▶ [Problem to solve]
Which lines of the entries contain the string "thinking"? Copy each of them.

(Study material begins)

PR #200, opened 2023-11-12
Unique Resident IDs

kevin-pierce:
## Notion task link

[Unique Resident ID](https://www.notion.so/uwblueprintexecs/2792c3504d744d2b90ff967c32d00961?v=d33629815ecf477ab4e1ff4e33774c32&p=aaf516a82f2542b393b676a90b8c31c9&pm=s)

## Implementation description
* Added new response type for editing / adding functions of resident client
* Added error toast on error response on FE
* Added helper to type narrow on error response type for result
* Added logic to resident routes to call **get_residents** prior to editing / updating residents

### Create Resident
1. Create a resident
2. Attempt to create another resident with the same initials + room number (Expect: error toast, no change to residents table state)
3. Attempt to create another resident with different initials + same room number OR same initials + different room number OR different initials + different room number (Expect: success toast, new resident added to list of residents)

### Edit Resident
1. Create two resident unique residents
2. Attempt to edit one of the residents such that the initials + room number match those of the other resident (Expect: error toast, no change to residents table state)
3. Attempt to edit the same resident with no changes (Expect: success toast)
4. Attempt to edit a resident and set their initials + room number to be another non-existent combination (Expect: success toast)

* Optimizations around how we can avoid making the duplicate check calls on every addition + update of a resident (I was thinking of something involving the frontend and how we can check what fields were modified ; accordingly, we send back a flag / some status that indicates that we **do / do NOT** need to perform this check)

## Checklist


backend/app/rest/residents_routes.py
```diff
@@ -21,6 +21,16 @@ def add_resident():
             400,
         )
 
+    # Check for the existence of a resident prior to adding them
+    fmt_resident_id = resident.get("initial") + str(resident.get("room_num"))
+    try:
+        res = residents_service.get_residents(False, 1, 10, fmt_resident_id)
+        if len(res["residents"]) > 0:
```
kevin-pierce, line 28: When adding a new resident, we simply want to check for a result length greater than 0 (if there's even one other resident that has the same ID, then this is a duplicate resident => reject)

backend/app/rest/residents_routes.py
```diff
@@ -41,6 +51,17 @@ def update_resident(resident_id):
             jsonify({"date_left_error": "date_left cannot be less than date_joined"}),
             400,
         )
+    
+    # Check for the existence of a resident prior to adding them
+    fmt_resident_id = updated_resident.get("initial") + str(updated_resident.get("room_num"))
+    try:
+        res = residents_service.get_residents(False, 1, 10, fmt_resident_id)
+        if len(res["residents"]) == 1 and res["residents"][0]["id"] != resident_id:
```
kevin-pierce, line 59: When editing a resident, there are two cases for which the result of **get_residents** could be `>=1` in size:

1. There was no change to the resident ID (i.e. a resident with ID AA123 has their building num changed ; ID remains AA123 and so when we get residents with the ID `fmt_resident_id = AA123`, then we get 1)

2. We changed another resident to have a pre-existing resident ID (there are residents AA123 and AA321 ; resident AA123 has their room number changed to 321, resulting in two duplicate entries ; thus when we fetch the residents with the ID AA321, we end up with a result of 1)

We want case #2 to be marked as INVALID but case #1 to be VALID. As such, our checking logic must check for:
- If there's already a result being returned
- If the result has the same database ID as us (if it's the same, then we're editing the same record, meaning this change is valid ; if the database IDs are **different**, then this means that there is a _different_ resident with the same formatted ID as us)

frontend/src/APIClients/ResidentAPIClient.ts
```diff
@@ -73,6 +74,13 @@ const createResident = async ({
     );
     return true;
   } catch (error) {
+    const axiosErr = (error as any) as AxiosError;
+
+    if (axiosErr.response && axiosErr.response.status === 409) {
+      return {
+        errMessage: "Resident with the specified user ID already exists."
```
kevin-pierce, line 81: Here, we're propagating the error message displayed in the toast through the API client

frontend/src/components/forms/CreateResident.tsx
```diff
@@ -61,17 +63,30 @@ const CreateResident = ({
...
+        "Error creating resident",
+        res.errMessage,
+        "error"
+      )
+    }
+    else if (res) {
+      getRecords(1);
+      countResidents();
+      setUserPageNum(1);
+      setShowAlert(true)
```
kevin-pierce, line 84: We move the call to here since the showAlert state controls the visibility of a `success` alert ; we only want the success state to be displayed if we get back a boolean result with value `true`

braydonwang (approved):
LGTM! I tested creating and editing residents on the frontend and everything works as expected, and I didn't find any real problems related to the code

connor-bechthold (approved):
THE EXPLANATIONS ARE 💯 , one thing I think is worth changing is keeping the modal open (and not clearing whatever was entered) when a duplicate resident is entered

Also I'm thinking since we have a few more error types/messages now it might be worth having them in their own shared files:
- Can have a file `ErrorTypes.ts` (under `/types`) which can hold the `ErrorResponse` here and the one defined in `https://github.com/uwblueprint/supportive-housing/pull/202/files`
- Under `helpers` we have a file called `errors.ts` which can hold everything in `residentError.ts` and `authError.ts`

Just so it makes things more reusable if we ever need to use the functionality in the future.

(Study material ends)

▶ [Answer to this problem]
* Optimizations around how we can avoid making the duplicate check calls on every addition + update of a resident (I was thinking of something involving the frontend and how we can check what fields were modified ; accordingly, we send back a flag / some status that indicates that we **do / do NOT** need to perform this check)
Also I'm thinking since we have a few more error types/messages now it might be worth having them in their own shared files:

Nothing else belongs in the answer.